Value of information analysis provides a framework for the analysis of uncertainty within economic analysis by focussing on the value of obtaining further information to reduce uncertainty. The mathematical definition of the expected value of perfect information (EVPI) is fixed, though there are different methods in the literature for its estimation. In this paper these methods are explored and compared.


Analysis was conducted using a disease model for Parkinson’s disease. Five methods for estimating partial EVPIs (EVPPIs) were used: a single Monte Carlo simulation (MCS) method, the unit normal loss integral (UNLI) method, a two-stage method using MCS, a two-stage method using MCS and quadrature and a difference method requiring two MCS. EVPPI was estimated for each individual parameter in the model as well as for three groups of parameters (transition probabilities, costs and utilities).


Using 5,000 replications, four methods returned similar results for EVPPIs. With 5 million replications, results were near identical.

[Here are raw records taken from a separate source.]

PR #22072, opened 2023-01-30
🪟 🧹 Clean up NotificationService imports

edmundito:
## What
Simplifies the export/imports for NotificationService

## How
Ensures that there is only one way to import the NotificationService and removes the default export.


timroes (approved):
Code LGTM, have not tested locally

PR #22081, opened 2023-01-30
🪟 🔧  [Connector Builder] add back middlewares and request correct url

lmossman:
## What
Fix the URL that is being requested for the connector builder server to be on the same domain, so that basic auth works on prod.

Also add back in middlewares since they will be needed when we add this to cloud

This was accidentally removed during the config provider refactor: https://github.com/airbytehq/airbyte/pull/21456/files#diff-3bf74e0deb63a2c070f4f8935d1bb61ddd16f0bb4e1b47e6bd8af55d85f24650L14


timroes (approved):
Code LGTM, did not test locally (cc @josephkmh we forgot to read the `connectorBuilderApiUrl` from `window`, which is required for OSS to work with the config provider refactoring).

PR #22087, opened 2023-01-30
🪟 🔧 Only retry end2end test using cypress not workflows

timroes:
## What

Use only Cypress logic to retry tests, since retryign the whole workflow causes more problems and is rather slow.


ambirdsall (approved):
Looks great, thanks for writing this so quickly.

PR #22107, opened 2023-01-30
🪟 🐛 Fix issue with opener window closed

timroes:
## What

This fixes a weird edge-casey issue (that I've seen some users run into), when starting an OAuth flow for a connector and then closing the original Airbyte tab, but keep the OAuth flow popup open and finish it. Currently it will bring you back to the webapp after the flow, and we'll try to call `window.opener.postMessage`, but `window.opener` (the original tab) is now closed so we'll crash the popup window also with a "Ooops something went wrong" screen.

Changing this, so in case the original tab was closed and you still finish the OAuth flow, we'll just close this, and basically ignore it, since the user aborted setting up the connector by closing that tab.

### DIFF
--- a/airbyte-webapp/src/hooks/services/useConnectorAuth.tsx
+++ b/airbyte-webapp/src/hooks/services/useConnectorAuth.tsx
@@ -210,7 +210,7 @@ export function useResolveNavigate(): void {
   const query = useQuery();
 
   useEffectOnce(() => {
-    window.opener.postMessage(query);
+    window.opener?.postMessage(query);
     window.close();
   });
 }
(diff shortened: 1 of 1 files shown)


lmossman (approved):
Changes LGTM, tested locally and it works as expected.

Though, I think it would be ideal if closing the original Airbyte tab would just cause the OAuth popup to automatically close as well. Is that approach also simple to achieve (I assume not)? If so I would vote to go with that behavior; if not then I think what we have here is fine too.

timroes:
@lmossman I agree this is indeed better. I added this to the PR as well. I'd still leave the other code for safty reasons, to not crash in case that still happens (since closing event handler can be a bit tricky and potentially not called by the browser).

PR #22118, opened 2023-01-30
Handle logging non-JSON-serializable classes in stream slices

erohmensing:
## What
*It helps to add screenshots if it affects the frontend.*
Avoid issues like [these](https://github.com/airbytehq/airbyte/actions/runs/4028599066/jobs/6925677028#step:11:1805) when trying to log stream slices which contain values that are not serializable. Note that in the case of the linked action, the `streamslice` class is not a `Mapping`, so it's not the most valid case here. However, when I implemented that as a TypedDict instead, I ran into the same issue for `datetime` formats, and I think they're a valid case we should support, hence that being the test case. 

## How
*Describe the solution*
When dumping, if a class is not json serializable, dump it as a string.

### DIFF
--- a/airbyte-cdk/python/airbyte_cdk/sources/abstract_source.py
+++ b/airbyte-cdk/python/airbyte_cdk/sources/abstract_source.py
@@ -243,7 +243,8 @@ class AbstractSource(Source, ABC):
             has_slices = True
             if logger.isEnabledFor(logging.DEBUG):
                 yield AirbyteMessage(
-                    type=MessageType.LOG, log=AirbyteLogMessage(level=Level.INFO, message=f"{self.SLICE_LOG_PREFIX}{json.dumps(_slice, default=str)}")
+                    type=MessageType.LOG,
+                    log=AirbyteLogMessage(level=Level.INFO, message=f"{self.SLICE_LOG_PREFIX}{json.dumps(_slice, default=str)}"),
                 )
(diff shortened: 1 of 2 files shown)


maxi297 (approved):
This seems like a good idea. Out of curiosity, are there slices today where the value is not JSON serializable?

maxi297:
Note that you will probably need to run `SUB_BUILD=CONNECTORS_BASE ./gradlew format --scan --info --stacktrace`

erohmensing:
Yes! The run I linked is from a connector which defines streamslices as a StreamSlice dataclass (not a dictionary) with the following definition: 

```
@dataclass
class StreamSlice:
    start_date: DateTime
    end_date: DateTime
```

obviously, this goes against typing to be using a data class instead of a dict or other mapping format - it should still probably be updated to be a TypedDict. However, if you do that, then you still run into the error because `start_date` and `end_date` are `pendulum.datetime.DateTime`s, which are not json serializable.

I didn't notice they came from pendulum, not the `datetime` library itself, but when I wrote the failing test, `datetime.date` also failed for the same reason - TIL! But since `stream_slices` are `Iterable[Optional[Mapping[str, Any]]]`, there could be datetimes or other custom objects in that `Any`.

erohmensing:
And thanks, will format and add changelog info etc. so that I can release it :)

However, the difference method repeatedly gave estimates substantially different to the other methods.


The difference method is not rooted in the mathematical definition of EVPI and is clearly an inappropriate method for estimating EVPPI. The single MCS and UNLI methods were the least complex methods to use, but are restricted in their appropriateness. The two-stage MCS and quadrature-based methods are complex and time consuming. Thus, where appropriate, EVPPI should be estimated using either the single MCS or UNLI method. However, where neither of these methods is appropriate, either of the two-stage MCS and quadrature methods should be used.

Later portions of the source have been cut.